Exercise goal ::
Which lines of the data hold the word "types"? Copy all of them.

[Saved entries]

PR #897, opened 2024-06-22
Relax blanket implementation of Diagnostic

### LINKED ISSUE #880: Custom `impl Into<Diagnostic>` for types that already implement `Display`
The `Diagnostic` docs say:

> You can define your own error container that implements `Into<Diagnostic>` if you need to handle errors based on error types.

Written answer ::
### LINKED ISSUE #880: Custom `impl Into<Diagnostic>` for types that already implement `Display`
> You can define your own error container that implements `Into<Diagnostic>` if you need to handle errors based on error types.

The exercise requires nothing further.